In datzelfde jaar brengt de Amerikaanse miljonair Hancock zijn eerste van vele bezoeken aan het eiland. Hij zal de komende jaren van groot belang blijken voor Ritter, daar hij bij ieder bezoek veel materialen en voedsel voor hem meebrengt. De “vegetarische” en “zelfvoorzienende” Ritter heeft telkens weer een lange lijst met wensen voor artikelen en eten (vaak vlees) dat Hancock een volgende keer meeneemt.
Tegen het einde van datzelfde jaar wordt de betrekkelijke harmonie op het eiland verder verstoord door de aankomst van een vrouw die zich barones noemt, in het gezelschap van twee jonge minnaars. Zij is van plan om op het eiland een luxueus hotel te bouwen en daarmee haar fortuin te maken. Deze vrouw is een geboren intrigante en speelt niet alleen de andere bewoners maar ook haar twee minnaars telkens tegen elkaar uit. Wat volgt is een onafzienbare rij van conflicten die van kwaad tot erger gaan. Een van de minnaars, Rudolph, raakt op gegeven ogenblik uit de gratie en zwerft haveloos rond over het eiland. Soms wordt hij kortstondig opgevangen en geholpen door de andere bewoners, maar van enige onderlinge harmonie is geen sprake. Het eiland is een broedplaats van achterdocht en conflicten.
Uiteindelijk leidt dit tot de plotselinge verdwijning van de “barones” en haar overgebleven minnaar. Hun lot blijft tot op de dag van vandaag onzeker. De eilandbewoners verdenken elkaar ervan dat zij de twee hebben vermoord. Het meest waarschijnlijk is echter dat Rudolph hier de hand in heeft gehad. Op een dag verdwijnt hij ongemerkt aan boord van een schip met een Noorse regelmatige bezoeker van het eiland. Veel later worden hun twee lichamen gevonden op het noordelijk in de archipel gelegen eiland Marchena, waar zij een natuurlijke dood zijn gestorven.
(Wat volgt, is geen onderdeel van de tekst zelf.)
PR #1716, opened 2021-06-25
Feature: plugin debugging

izaaklauer:
It is currently difficult to debug the builtin plugins, as waypoint itself launches plugin processes as it requires them. Debugging is easiest when you can use a debugger to launch the process of interest. 

This experimental change allows Waypoint to launch builtin plugins in debug mode, and connect to and use an existing plugin processes. It is dependent on these waypoint-plugin-sdk changes: https://github.com/hashicorp/waypoint-plugin-sdk/pull/39

These changes are inspired by (and in many cases copied from) [Terraform's plugin debug mode](https://www.terraform.io/docs/extend/debugging.html#debugger-based-debugging). I've tried to keep the user facing side (flag/env var names, workflow, etc) as similar to Terraform as possible for consistency.

### Debugging workflow

Step 1: Launch a plugin process of interest (via delve or goland debug) with the new debug flag (i.e. `waypoint plugin -debug pack`). The plugin will launch, print reconnection info to the console (example below), then wait for core to attach.

```
Plugin started, to attach Waypoint set the WP_REATTACH_PLUGINS env var:

        WP_REATTACH_PLUGINS='{"pack":{"Protocol":"grpc","ProtocolVersion":1,"Pid":38972,"Test":true,"Addr":{"Network":"unix","String":"/var/folders/ns/grk8kk196_106v37w9hk8hxm0000gq/T/plugin864517971"}}}'

```

Step 2: Export that environment variable, then run a core command that will require that plugin (i.e. `waypoint build`). When initializing plugins, core will unmarshall and inspect the contents of the `WP_REATTACH_PLUGINS` env var. If it finds that a requested plugin is in that map, it will attempt to reconnect to it, rather than launching it itself. 

The flow is a little clunky for me - if you're iterating fast and relaunching the plugin process frequently, you have to do a lot of env var copying and pasting. It would be nice if the plugin could use a consistent socket path on every launch. I think this is good enough for now though, and consistency with Terraform is nice.

### Documentation

My intent is to use this feature myself for this cycle, and document it next cycle once it's been hardened.


go.mod
```diff
@@ -49,7 +49,7 @@ require (
 	github.com/hashicorp/go-hclog v0.14.1
 	github.com/hashicorp/go-memdb v1.3.2
 	github.com/hashicorp/go-multierror v1.1.0
-	github.com/hashicorp/go-plugin v1.3.0
+	github.com/hashicorp/go-plugin v1.4.2
```
izaaklauer, line 52: Upgrading to get the ProtocolVersion field on ReattachConfig, which we need to know which VersionedPlugins to use.

internal/plugin/factory.go
```diff
@@ -95,6 +96,65 @@ func BuiltinFactory(name string, typ component.Type) interface{} {
 	return Factory(cmd, typ)
 }
 
+// UnmanagedPluginFactory produces a provider factory that uses the passed
+// reattach information to connect to go-plugin processes that are already
+// running, and implements Instance against it.
+func UnmanagedPluginFactory(reattach *plugin.ReattachConfig, typ component.Type) interface{} {
```
mitchellh, line 102: `unmanaged` is a bit confusing since go-plugin actually does support a concept of managed vs. unmanaged plugins (defined as whether it auto cleans them up).

My recommendation would be changing this to `ReattachPluginFactory` cause its reattaching.

internal/runner/operation.go
```diff
@@ -267,6 +294,46 @@ func (r *Runner) pluginFactories(
...
+			unmanangedPlugins[p] = &goplugin.ReattachConfig{
+				Protocol:        goplugin.Protocol(c.Protocol),
+				ProtocolVersion: c.ProtocolVersion,
+				Pid:             c.Pid,
+				Test:            c.Test,
+				Addr:            addr,
+			}
+		}
+	}
+	return unmanangedPlugins, nil
```
mitchellh, line 334: Same here, you actually call this `parseReattachPlugins` but then use `unmanagedPlugins` as the result name, which is a smell to me that the whole thign should be one or the other (and I prefer `reattach`).

internal/client/server.go
```diff
@@ -93,7 +94,7 @@ func (c *Project) initLocalServer(ctx context.Context) (*grpc.ClientConn, error)
 		Timeout: 1 * time.Second,
 	})
 	if err != nil {
-		return nil, err
+		return nil, fmt.Errorf("failed opening boltdb path %s. Is another server already running against this db?: %w", path, err)
```
izaaklauer, line 97: This is mostly unrelated, but I spent a good long while trying to get to the bottom of why this change was breaking waypoint's local server mode. It turns out I wasn't initializing the plugin command with the `WithNoAutoServer()` option, so the plugin was trying to spool up another server, and crashing when it couldn't open the bolt's `data.db` file. The only thing I had to go on from the logs was this:

```
! Unrecognized remote plugin message: ! failed to create client: timeout
```

So i'm enhancing that log message here.

mitchellh (approved):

Dokter Ritter sterft uiteindelijk (naar alle waarschijnlijkheid) aan het eten van bedorven vlees, waarbij ook de mogelijkheid niet moet worden uitgesloten dat hij bewust is vergiftigd door Dore, die zich hoe langer hoe meer probeert te ontworstelen aan zijn invloed. Zij keert daarna terug naar Duitsland, nadat ze in Ecuador aan een grondig verhoor is onderworpen.
De enigen die iets van hun idealen kunnen waarmaken, zijn de Wittmers, die op het eiland blijven wonen. Zij krijgen later nog een dochter die nu, samen met één van haar dochters, een hotel op het inmiddels meer toeristische eiland runt.
Kahler vertelt het verhaal met veel oog voor detail, aan de hand van officiële documenten en dagboeken, waarbij hij benadrukt dat geen enkele dialoog of gebeurtenis is verzonnen. Al met al is het een intrigerende inkijk in een wereld die paradijselijk lijkt, maar die beheerst wordt door wantrouwen en ruzie.